PROBLEM STATEMENT — Copy out, exactly, the first line of the entries below and every line after it through the one containing "- **Tests**: verify".

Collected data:
Segment Open
PR #539, opened 2026-04-04
feat(nats): add queue groups to prevent duplicate delivery

MickaelV0:
## Summary
- Add NATS queue groups to `NatsBus` and `NatsOutboundListener` subscriptions so only one instance per role receives each message during rolling deploys
- Prevents double-sends to users when supervisor briefly runs two adapter/hub instances during restarts
- Follows pattern already established in `stt_adapter_standalone.py` / `tts_adapter_standalone.py`

## Changes
- **`NatsBus`**: new `queue_group: str = ""` kwarg, passed to `nc.subscribe(queue=...)`
- **`NatsOutboundListener`**: new `queue_group: str = ""` kwarg, passed to `nc.subscribe(queue=...)`
- **Hub bootstrap** (`hub_standalone.py`, `unified.py`): `hub-inbound` / `hub-inbound-audio` groups
- **Adapter bootstrap** (`adapter_standalone.py`): `adapter-outbound-{platform}-{bot_id}` groups
- **Tests**: verify `queue=` param passed to `nc.subscribe()` for both classes

Adapter-side `NatsBus` instances are intentionally left unchanged — they publish only (their own subscriptions are unused) and adding them to the hub's queue group would cause message loss.

## Lifecycle

| Phase | Artifact | Status |
|-------|----------|--------|
| Intent | #527: feat(nats): add queue groups to prevent duplicate delivery | OPEN |
| Frame | [527-queue-groups-duplicate-delivery-frame.mdx](artifacts/frames/527-queue-groups-duplicate-delivery-frame.mdx) | Present |
| Spec | [527-queue-groups-duplicate-delivery-spec.mdx](artifacts/specs/527-queue-groups-duplicate-delivery-spec.mdx) | Present |
| Plan | [527-queue-groups-duplicate-delivery-plan.mdx](artifacts/plans/527-queue-groups-duplicate-delivery-plan.mdx) | Present |
| Implementation | 1 commit on `feat/527-queue-groups` | Complete |
| Verification | Lint ✅ Typecheck ✅ Tests ✅ (4 new, 2442 total passed) | Passed |

## Test Plan
- [ ] Unit tests verify `queue=` is passed to `nc.subscribe()` for both `NatsBus` and `NatsOutboundListener`
- [ ] Single-instance mode behaves identically (queue group of 1 == no group)
- [ ] During rolling restart: start second hub/adapter instance, verify each message is delivered only once across the group
- [ ] Unified mode (`lyra start`) still works end-to-end

Closes #527

---
[...]

Issue #527, opened 2026-04-04
feat(nats): add queue groups to prevent duplicate delivery


MickaelV0:
No queue group configured on outbound subscriptions. During rolling deploy, supervisor may briefly run two adapter instances → both receive every outbound message → double sends.

**Needs:** test NATS queue subscription behavior with supervisor restarts.

Issue #74, opened 2026-03-06
Epic: Voice pipeline — TTS + STT integration


MickaelV0:
## Goal

Give Lyra a voice — both output (TTS) and input (STT) — starting with Telegram.

## Context

- Hub is stable (Phase 1 done) — P2 prerequisite met
- VoiceCLI (Qwen TTS) is already installed on Machine 1
- Exploration doc exists: `artifacts/explorations/03-voice-pipeline.md`
- VRAM budget allows it: TTS ~5GB fits within 10GB budget

## Scope

| # | Issue | Priority |
|---|-------|----------|
| 1 | Voice TTS in Telegram — voicecli integration | P2 |
| 2 | Voice STT — audio transcription (Whisper/faster-whisper) | P2, after TTS |
| 3 | Discord voice channel POC | P3, after STT |

## Architecture

```
User audio → STT (Whisper) → text → Agent → text → TTS (VoiceCLI) → audio → User
```

## Dependencies

- Depends on: Phase 1b (direct SDK agent) for clean integration
- Exploration: `artifacts/explorations/03-voice-pipeline.md`

MickaelV0:
All children completed: #79, #232, and 2 previously closed. Epic done.

PR #553, opened 2026-04-05
fix(nats): publish-only mode for adapter-side NatsBus (#541)

### LINKED ISSUE #541: fix(nats): adapter-side NatsBus creates unused inbound subscriptions
## Problem

In `src/lyra/bootstrap/adapter_standalone.py` (Telegram lines 93-108, Discord lines 227-243), each adapter process creates its own `NatsBus` instances and calls `.register()` + `.start()`. `.start()` creates real NATS subscriptions to `lyra.inbound.{plat}.{bid}` — but the adapter only uses these buses to `put()` outbound publishes. The incoming subscription messages accumulate in the staging queue that is never drained.

## Impact

- **Not user-facing:** The hub still delivers each inbound message exactly once via its own `hub-inbound` queue group (see #527 / PR #539). Users do not see duplicates.
- **Resource waste:** Every inbound message is received twice — once by the hub (consumed) and once by each adapter process (dropped into an unread staging queue).
- **Spurious warnings:** The adapter-side staging queue has a `maxsize=500` default. Under sustained load, the queue fills up and logs `NatsBus staging queue full — dropping message` warnings that are misleading (the hub is not losing anything).
- **Rolling deploy amplification:** During a rolling restart, N adapter instances each independently subscribe and waste N copies.

## Context

Surfaced during code review of #527 (PR #539) by two independent reviewers (backend-dev C=95, architect C=75). Explicitly deferred from that PR because it sits outside the original "duplicate delivery to users" scope.

## Options

1. **Remove `.start()` on adapter-side `NatsBus` instances.** The adapter only needs `put()` to publish. Refactor `NatsBus` to allow publish-only mode, or split into a publisher-only helper class.
2. **Add a distinct `adapter-inbound-{plat}-{bid}` queue group** so only one adapter instance wastes a copy (not N). Easier but still wasteful.
3. **Document the behavior as intentional** and silence the staging-queue-full warnings for publish-only buses.

Option 1 is the correct long-term fix — the subscription is purely accidental.

## Acceptance

- [ ] Adapter-side `NatsBus` instances no longer create unused inbound subscriptions
- [ ] Hub-side `NatsBus` behavior unchanged (still consumes via `hub-inbound` group)
- [ ] No regression in rolling-deploy duplicate-delivery prevention from #527
- [ ] Tests confirm publish-only buses do not subscribe

Related: #527, #539

MickaelV0:
## Summary
- Adds `publish_only: bool = False` kwarg to `NatsBus`: `start()` / `stop()` become no-ops, `get()` raises `RuntimeError`, `put()` and `register()` unchanged
- Wires `publish_only=True` at 4 adapter construction sites in `adapter_standalone.py` (Telegram + Discord × inbound + inbound_audio)
- Eliminates accidental `lyra.inbound.*` subscriptions on adapter processes that filled an unread staging queue and logged misleading "staging queue full" warnings under load

## Lifecycle

| Phase | Artifact | Status |
|-------|----------|--------|
| Intent | #541: fix(nats): adapter-side NatsBus creates unused inbound subscriptions | OPEN |
| Frame | [541-adapter-natsbus-unused-subs-frame.mdx](artifacts/frames/541-adapter-natsbus-unused-subs-frame.mdx) | Present |
| Spec | [541-adapter-natsbus-unused-subs-spec.mdx](artifacts/specs/541-adapter-natsbus-unused-subs-spec.mdx) | Present |
| Plan | [541-adapter-natsbus-unused-subs-plan.mdx](artifacts/plans/541-adapter-natsbus-unused-subs-plan.mdx) | Present |
| Implementation | 1 commit on `feat/541-adapter-natsbus-unused-subs` | Complete |
| Verification | Lint ✅ Typecheck ✅ Tests ✅ (5 new) | Passed |

## Context

Surfaced during code review of #527 / PR #539 by two independent reviewers and explicitly deferred. Not user-facing — hub already dedupes via `hub-inbound` queue group. This is a resource-waste + misleading-warnings fix, hardened into a self-describing constructor flag so future adapter sites can't repeat the mistake.

## Test Plan
- [ ] CI runs full `tests/nats/` suite against a real `nats-server` — locally `nats-server` requires sudo, so 5 new tests skip via `requires_nats_server` marker; verified by mock smoke test that `subscription_count == 0`, `nc.subscribe` uncalled, and `get()` raises with `"publish-only"` in message
- [ ] Verify adapter process logs on production do not emit "staging queue full" warnings after deploy
- [ ] Verify `NatsBus.subscription_count` on adapter-side instances stays at 0 (vs. 2 previously per adapter bot)
- [ ] Regression: hub-side \`NatsBus\` (publish_only=False default) still delivers via \`hub-inbound\` queue group (#527 dedup intact) — 2463 passed / 65 skipped locally

Closes #541

---

### DIFF
--- a/src/lyra/bootstrap/adapter_standalone.py
+++ b/src/lyra/bootstrap/adapter_standalone.py
@@ -93,14 +93,14 @@ async def _bootstrap_adapter_standalone(  # noqa: PLR0915, C901
                 token, webhook_secret = tg_creds[bot_id]
 
                 inbound_bus: Bus[InboundMessage] = NatsBus(  # type: ignore[type-arg]
-                    nc=nc, bot_id=bot_id, item_type=InboundMessage,
+                    nc=nc, bot_id=bot_id, item_type=InboundMessage, publish_only=True,
                 )
                 inbound_bus.register(platform_enum)
                 await inbound_bus.start()
 
                 inbound_audio_bus: Bus[InboundAudio] = NatsBus(  # type: ignore[type-arg]
                     nc=nc, bot_id=bot_id, item_type=InboundAudio,
-                    subject_prefix="lyra.inbound.audio",
+                    subject_prefix="lyra.inbound.audio", publish_only=True,
                 )
                 inbound_audio_bus.register(platform_enum)
                 await inbound_audio_bus.start()
@@ -227,14 +227,14 @@ async def _bootstrap_adapter_standalone(  # noqa: PLR0915, C901
                 token = dc_creds[bot_id]
 
                 inbound_bus_dc: Bus[InboundMessage] = NatsBus(  # type: ignore[type-arg]
-                    nc=nc, bot_id=bot_id, item_type=InboundMessage,
+                    nc=nc, bot_id=bot_id, item_type=InboundMessage, publish_only=True,
                 )
                 inbound_bus_dc.register(platform_enum)
                 await inbound_bus_dc.start()
 
                 inbound_audio_bus_dc: Bus[InboundAudio] = NatsBus(  # type: ignore[type-arg]
                     nc=nc, bot_id=bot_id, item_type=InboundAudio,
-                    subject_prefix="lyra.inbound.audio",
+                    subject_prefix="lyra.inbound.audio", publish_only=True,
                 )
                 inbound_audio_bus_dc.register(platform_enum)
                 await inbound_audio_bus_dc.start()
--- a/src/lyra/core/bus.py
+++ b/src/lyra/core/bus.py
@@ -52,7 +52,11 @@ class Bus(Protocol[T]):
         ...
 
     async def get(self) -> T:
-        """Wait for and return the next item from the staging queue."""
+        """Wait for and return the next item from the staging queue.
+
+        Some implementations raise ``RuntimeError`` when the bus is configured
+        as publish-only (see ``NatsBus(..., publish_only=True)``).
+        """
         ...
 
     def task_done(self) -> None:
@@ -60,11 +64,19 @@ class Bus(Protocol[T]):
         ...
 
     async def start(self) -> None:
-        """Start the bus (spawn feeder tasks, open connections, etc.)."""
+        """Start the bus (spawn feeder tasks, open connections, etc.).
+
+        Network-backed implementations may be no-ops when configured as
+        publish-only (e.g. ``NatsBus(..., publish_only=True)``).
+        """
         ...
 
     async def stop(self) -> None:
-        """Stop the bus and clean up resources."""
+        """Stop the bus and clean up resources.
+
+        Network-backed implementations may be no-ops when configured as
+        publish-only (e.g. ``NatsBus(..., publish_only=True)``).
+        """
         ...
 
     def qsize(self, platform: Platform) -> int:
--- a/src/lyra/nats/nats_bus.py
+++ b/src/lyra/nats/nats_bus.py
@@ -80,6 +80,13 @@ class NatsBus(Generic[T]):
         await bus.stop()    # unsubscribes; registrations remain intact
         await bus.start()   # safe to restart without re-registering
 
+    When ``publish_only=True`` the bus operates in publish-only mode: ``start()``
+    and ``stop()`` become no-ops (no subscriptions are ever created), and ``get()``
+    raises ``RuntimeError``.  ``register()`` and ``put()`` continue to work as
+    normal.  This mode is intended for adapter-side buses that only publish
+    outbound messages into NATS and have no reason to open inbound subscriptions
+    back to themselves.
+
     Args:
         nc: Already-connected ``nats.NATS`` client.
         bot_id: Default bot identifier used when ``register()`` is called
@@ -88,6 +95,8 @@ class NatsBus(Generic[T]):
         subject_prefix: NATS subject prefix. Defaults to ``"lyra.inbound"``.
             Use a different prefix (e.g. ``"lyra.inbound.audio"``) to avoid
             subject collisions between different message types.
+        publish_only: When ``True``, ``start()`` and ``stop()`` are no-ops and
+            ``get()`` raises ``RuntimeError``.  Defaults to ``False``.
     """
 
     def __init__(  # noqa: PLR0913
@@ -99,6 +108,7 @@ class NatsBus(Generic[T]):
         *,
         staging_maxsize: int = 500,
         queue_group: str = "",
+        publish_only: bool = False,
     ) -> None:
         validate_nats_token(subject_prefix, kind="subject_prefix")
         validate_nats_token(queue_group, kind="queue_group", allow_empty=True)
@@ -107,6 +117,7 @@ class NatsBus(Generic[T]):
         self._item_type = item_type
         self._subject_prefix = subject_prefix
         self._queue_group = queue_group
+        self._publish_only = publish_only
         self._registrations: set[tuple[Platform, str]] = set()
         self._subscriptions: dict[tuple[Platform, str], Subscription] = {}
         self._staging: asyncio.Queue[T] = asyncio.Queue(maxsize=staging_maxsize)
@@ -150,11 +161,13 @@ class NatsBus(Generic[T]):
 
         Subject pattern: ``{subject_prefix}.{platform.value}.{bot_id}``
 
-        No-op if zero registrations exist.
+        No-op if zero registrations exist or if ``publish_only=True``.
 
         Raises:
             RuntimeError: If subscriptions are already active (double-start).
         """
+        if self._publish_only:
+            return
         if self._subscriptions:
             raise RuntimeError(
                 "NatsBus.start() called while subscriptions are already active — "
@@ -168,7 +181,11 @@ class NatsBus(Generic[T]):
 
         Registered (platform, bot_id) pairs are preserved so that a subsequent
         ``start()`` succeeds without re-registering.
+
+        No-op if ``publish_only=True``.
         """
+        if self._publish_only:
+            return
         for sub in self._subscriptions.values():
             try:
                 await sub.unsubscribe()
@@ -199,7 +216,16 @@ class NatsBus(Generic[T]):
         await self._nc.publish(subject, payload)
 
     async def get(self) -> T:
-        """Wait for and return the next item from the staging queue."""
+        """Wait for and return the next item from the staging queue.
+
+        Raises:
+            RuntimeError: If called on a publish-only bus.
+        """
+        if self._publish_only:
+            raise RuntimeError(
+                "NatsBus.get() called on a publish-only bus — "
+                "publish-only buses never consume inbound messages."
+            )
         return await self._staging.get()
 
     def task_done(self) -> None:
--- a/src/lyra/nats/nats_bus.py
+++ b/src/lyra/nats/nats_bus.py
@@ -80,23 +80,14 @@ class NatsBus(Generic[T]):
         await bus.stop()    # unsubscribes; registrations remain intact
         await bus.start()   # safe to restart without re-registering
 
-    When ``publish_only=True`` the bus operates in publish-only mode: ``start()``
-    and ``stop()`` become no-ops (no subscriptions are ever created), and ``get()``
-    raises ``RuntimeError``.  ``register()`` and ``put()`` continue to work as
-    normal.  This mode is intended for adapter-side buses that only publish
-    outbound messages into NATS and have no reason to open inbound subscriptions
-    back to themselves.
-
     Args:
         nc: Already-connected ``nats.NATS`` client.
         bot_id: Default bot identifier used when ``register()`` is called
             without an explicit ``bot_id``.
         item_type: Concrete type used for deserialization (e.g. ``InboundMessage``).
         subject_prefix: NATS subject prefix. Defaults to ``"lyra.inbound"``.
-            Use a different prefix (e.g. ``"lyra.inbound.audio"``) to avoid
-            subject collisions between different message types.
-        publish_only: When ``True``, ``start()`` and ``stop()`` are no-ops and
-            ``get()`` raises ``RuntimeError``.  Defaults to ``False``.
+        publish_only: If ``True``, ``start()`` is a no-op and ``get()`` raises.
+            For adapter-side buses that only publish (see #541).
     """
 
     def __init__(  # noqa: PLR0913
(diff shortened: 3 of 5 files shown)


MickaelV0:
## Code Review

Multi-agent review on PR #74 — 5 fresh agents (security-auditor, architect, product-lead, frontend-dev, tester), no shared implementation context.

**Spec compliance:** 28/43 criteria unambiguously MET, 13 DEFERRED (browser smoke + post-merge), 2 need spec alignment. CI is green (23s, all jobs).

---

## 🔴 Blockers (7)

### 1. `initDownloads` leaks a `document` click listener on every call
**File:** `plugins/forge/references/gallery-templates/gallery-base.js:409`
**Agents:** frontend-dev (C=92%), architect (C=80%), tester (C=88%) — **3 reviewers agree**

**Root cause:** Every call appends a new `document.addEventListener('click', ...)` with no cleanup, no guard. Called once today, but the API invites repeated calls (hot-reload, tab swap, mode-switch patterns).

**Fix:** Guard with a sentinel:
```js
if (!wrap.dataset.dlInitialised) {
  wrap.dataset.dlInitialised = 'true'
  document.addEventListener('click', (e) => {
    if (!wrap.contains(e.target)) menu.classList.remove('open')
  })
}
```

### 2. `delete btn.dataset.loading` may not remove the DOM attribute
**File:** `gallery-base.js:429` · frontend-dev (C=88%)

**Root cause:** `btn.dataset` is a `DOMStringMap` proxy. The spec does not guarantee attribute removal via property deletion. Firefox historically kept the attribute, leaving the button stuck in loading state.

**Fix:** `btn.removeAttribute('data-loading')`.

### 3. `render` bound to `window.resize` without debounce
**File:** `multi-mode-gallery.html:498` · frontend-dev (C=95%)

**Root cause:** Every pixel of resize triggers a full `innerHTML` rebuild. 200-item gallery during drag = visible jank.

**Fix:** 150ms trailing debounce:
```js
let resizeTimer
window.addEventListener('resize', () => { clearTimeout(resizeTimer); resizeTimer = setTimeout(render, 150) })
```

### 4. `buildDimFilters` line 92: `dim.label` unescaped in `innerHTML`
**File:** `gallery-base.js:92` · security-auditor (C=75%)

**Root cause:** Pre-existing code, but exposed by the new dual-API formalization which invites authors to pass `dim.label` from external data (catalogue JSON). The sibling `buildPivotSegsFromDims` correctly escapes. Inconsistency is a footgun.

**Fix:** `ctrl.innerHTML = \`<span class="ctrl-label">${escHtml(dim.label)}</span>\``

### 5. `console.error` logs raw `err` object — info disclosure
**File:** `gallery-base.js:427` · security-auditor (C=62%)

**Root cause:** If `err` is a `Response` or carries response bodies, secrets can leak to console. Toast uses `err?.message` correctly; console.error bypasses the guard.

**Fix:** `console.error('[initDownloads]', entry.id, err?.message ?? String(err))`

### 6. `{{STORE_KEY_PREFIX}}` written literally to localStorage if not substituted
**File:** `multi-mode-gallery.html:210` · tester (C=91%)

**Root cause:** `const STORE_KEY = '{{STORE_KEY_PREFIX}}'` — author opening raw HTML without substitution pollutes localStorage with literal brace syntax. No error.

**Fix:** Add CUSTOMISE comment + sensible fallback string.

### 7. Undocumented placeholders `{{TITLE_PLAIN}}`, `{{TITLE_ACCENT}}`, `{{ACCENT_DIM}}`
Segment Closed
RESPONSE BOX —
PR #539, opened 2026-04-04
feat(nats): add queue groups to prevent duplicate delivery

MickaelV0:
## Summary
- Add NATS queue groups to `NatsBus` and `NatsOutboundListener` subscriptions so only one instance per role receives each message during rolling deploys
- Prevents double-sends to users when supervisor briefly runs two adapter/hub instances during restarts
- Follows pattern already established in `stt_adapter_standalone.py` / `tts_adapter_standalone.py`

## Changes
- **`NatsBus`**: new `queue_group: str = ""` kwarg, passed to `nc.subscribe(queue=...)`
- **`NatsOutboundListener`**: new `queue_group: str = ""` kwarg, passed to `nc.subscribe(queue=...)`
- **Hub bootstrap** (`hub_standalone.py`, `unified.py`): `hub-inbound` / `hub-inbound-audio` groups
- **Adapter bootstrap** (`adapter_standalone.py`): `adapter-outbound-{platform}-{bot_id}` groups
- **Tests**: verify `queue=` param passed to `nc.subscribe()` for both classes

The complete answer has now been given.